Он приблизил свои губы к ее губам. Он был так близко, что она ничего не видела, кроме его лица.
– Хватит, Томми, – сказала она, выдергивая руку. – Иди домой.
Она вышла и с силой захлопнула дверцу, демонстративно не глядя на него.
– Джо-Бет.
Чуть поодаль стоял Хови. При виде его у нее засосало под ложечкой. Сзади раздался гудок. Обернувшись, она увидела, что Томми-Рэй еще не пересел за руль, и ее машина загораживает проезд, где скопилось несколько машин. Глядя на сестру, Томми-Рэй потянулся к дверце, открыл ее и вышел из машины. Засигналили другие автомобили. Кто-то сзади закричал, чтобы он отъехал, но Томми не обращал внимания. Его взгляд был прикован к Джо-Бет. Поздно было махать Хови и требовать скрыться. Одного взгляда на брата было достаточно, чтобы понять: Томми-Рэй обо всем догадался по счастливой улыбке юноши.
Джо-Бет с нараставшим отчаянием взглянула на Хови.
– Глядите-ка, – услышала она за спиной голос Томми-Рэя.

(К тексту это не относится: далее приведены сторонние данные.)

Issue #1064, opened 2022-10-31
Arguments are not working with 'textual run'


jspv:
Per `textual run --help`:
```
  If you are running a file and want to pass command line arguments, wrap the
  filename and arguments in quotes:

      textual run "foo.py arg --option"
```

This is not working.   Using the following sample.py:

```
from textual.app import App, ComposeResult
from textual.widgets import Static
from sys import argv

class MyApp(App):
    def __init__(self, greeting: str="default") -> None:
        self.greeting = greeting
        super().__init__()

    def compose(self) -> ComposeResult:
        yield Static(f"{self.greeting}")

if __name__ == "__main__":
    if len(argv) > 1:
        app = MyApp(argv[1])
    else:
        app = MyApp()
    app.run()
```

When run via:
`python ./sample.py foo`
it returns a textual window with `foo`

When run via:
`textual run "./sample.py foo"`
it returns a textual window with `default`

davep:
The issue here is the bit of code towards the end:

```python
if __name__ == "__main__":
    if len(argv) > 1:
        app = MyApp(argv[1])
    else:
        app = MyApp()
    app.run()
```

The `textual run` command isn't running that code. When presented with your code, `textual run`, not seeing a variable called `app` at the top level (which is fine), goes looking for a class in your module that inherits from `App`; it then creates an instance of that and `.run()`s it.

However, even if you were to do that, I suspect it won't have the effect you're hoping for. As you may imagine, if you're going to `textual run` your application `argv` will end up looking quite different; at the moment anyway. I'm going to dig into this a little more and see if there might be a better way of doing things.

But there is a different approach you can take. Rather than using `textual run` to run your app, you can run it just as normal, with `python`, but have `TEXTUAL=devtools` in your environment. That gives all the benefits of a `textual run` without needing to use `textual run`.

So, for example, in one terminal you can do:

```sh
$ textual console
```

to get the developer console up and running, and then in another do something like (depending on shell):

```sh
$ export TEXTUAL=devtools python ./sample.py. foo
```

and everything should work as you were hoping.

Let me know how you get on and if this solves the issue for you.

willmcgugan:
There's a fix for this in master.

davep:
@jspv Yup, as Will mentions, about 90 minutes before you mentioned it, we did https://github.com/Textualize/textual/pull/1070 which should address this. :-)

jspv:
[...]

PR #1070, opened 2022-10-31
Change the way that `textual run` does the argv monkey-patch

davep:
A `textual run` already made an attempt to monkey-patch `argv` so that the application being run would not see an `argv` any differently to how it would if it had been run "vanilla". However, it could be caught out by code like:

    from sys import argv

    ...

    do_something_with( argv )

beforehand it was okay with:

    import sys

    ...

    do_something_with( sys.argv )

With this change it should work both ways.

Somewhat related to #1064.

### DIFF
--- a/src/textual/_import_app.py
+++ b/src/textual/_import_app.py
@@ -1,6 +1,7 @@
 from __future__ import annotations
 
 import os
+import sys
 import runpy
 import shlex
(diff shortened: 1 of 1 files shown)


willmcgugan (approved):
Can we have a changelog entry please, and link to the issue

PR #1076, opened 2022-10-31
Ensure that queries against IDs are always fully case-insensitive

### LINKED ISSUE #1047: Selectors should be case insensitive
It looks like selectors insist on being lower-case, which means that if you use upper case in an ID it won't match. Possibly true of classes as well. Need to investigate. 

### Discussed in https://github.com/Textualize/textual/discussions/1041

<div type='discussions-op-text'>

<sup>Originally posted by **mindset-team** October 28, 2022</sup>
There's seems to be some case sensitivity issue with query/query_one. Here's an example app where widget id *must* be lower-cased in order to return a valid query result (vs. a `NoMatches` exception). The query selector seems to be case-insensitive.  

```python
from textual.app import App

class GridLayoutExample(App):
    def compose(self):
        yield Static("some text here..", id="One")

    async def on_key(self, event):
        print(f'{self.query_one("#One")=}')

app = GridLayoutExample()

if __name__ == "__main__":
    app.run()
```
Above, `on_key` is simply used to trigger the query event and `textual console` opened in another terminal to monitor print output.
The code above fails with `NoMatches: No nodes match <DOMQuery GridLayoutExample(title='GridLayoutExample') filter='#One'`

However, changing `id=One` to `id=one` (in compose method yielding the static widget) works, no exception raised and console printout is valid:

```
[20:58:32] PRINT                                                                                                           latout.py:13
self.query_one("#One")=Static(id='one')
```
Is this behavior expected? It seems counter-intuitive that a selector would be case insensitive, but id would be coerced to be lower-cased for a query to work. I couldn't find any reference to case-[in]sensitivity in the textualize.io guide, or on github (after a _quick_ review of the textual css parsing code and def query). 

Not sure this elevates to a bug (and anyway maintaining all ID's in lower-case would avoid this issue) but since many of the examples have `#One, #Two` identifiers throughout the docs, the issue seems to merit a discussion here, a clear instruction in the docs, or designating as a bug to fix. Thoughts?</div>

davep:
Fixes #1047.


davep:
Retracting this one. After some discussion in the office we've decided that we should follow the web here and be fully case-sensitive, rather than fully case-insensitive. New PR incoming soon.

PR #1082, opened 2022-10-31
optimization

willmcgugan:
A micro-optimization. Tested with timeit. Shaves of a few nanoseconds.


davep (approved):
Insert Knuth quote here.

Отчаяние сменилось страхом.
– Хови… – начала она.
– Господи, какой же я болван! – продолжал Томми-Рэй. Она попыталась улыбнуться, повернувшись к брату.
– Томми, познакомься, это Хови.
Никогда прежде она не видела подобного выражения на лице брата. Она и не подозревала, что на его любимом лице может появиться такая злоба.

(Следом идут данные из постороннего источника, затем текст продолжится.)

PR #1086, opened 2022-11-01
Drop support for anonymous vs named widget mounting

davep:
In the past App.mount and Widget.mount allowed you to do something like this:

```python
self.mount( Static("A"), Static("B"), c=Static("C"), d=Static("D") )
```

which would result in two widgets being mounted with no ID, and two widgets being mounted with assigned IDs, taken from the name of the keyword argument. It's been decided that this is unnecessary, especially given that the above can still be done (after this commit) like this:

```python
self.mount( Static("A"), Static("B"), Static("C", id="c"), Static("D", id="d") )
```

### DIFF
--- a/src/textual/app.py
+++ b/src/textual/app.py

– Хови? Это значит Ховард?
Она кивнула, переводя взгляд на Хови. Юноши шагнули вперед, навстречу друг другу. Теперь она видела обоих одновременно. Солнце освещало их одинаково, но Томми-Рэй, несмотря на свой калифорнийский загар, выглядел далеко не лучшим образом. Глаза потускнели и ввалились, кожа на скулах натянулась. Она вдруг подумала: он похож на мертвеца, Томми-Рэй похож на мертвеца.
Хови протянул руку, но Томми-Рэй не обратил на это никакого внимания. Повернувшись к сестре, он очень тихо сказал:
– Поговорим позже.
Его голос почти потонул в возмущенных криках, раздававшихся за его спиной, но Джо-Бет уловила зловещую интонацию. Томми-Рэй повернулся и пошел к машине. Она не видела его ухмылки, но представила ее себе довольно отчетливо. «Золотой мальчик» поднял руки, словно признавая свое поражение перед натиском нетерпеливых водителей.
– Что это значит? – спросил Хови.
– Не знаю. Он с утра какой-то странный.
Она хотела добавить, что не с утра, а со вчерашнего вечера, но в тот же миг она заметила изъян в красивом лице брата. Наверное, он был всегда, просто Джо-Бет – как и все прочие, ослепленные обаянием Томми-Рэя, – не замечала этого раньше.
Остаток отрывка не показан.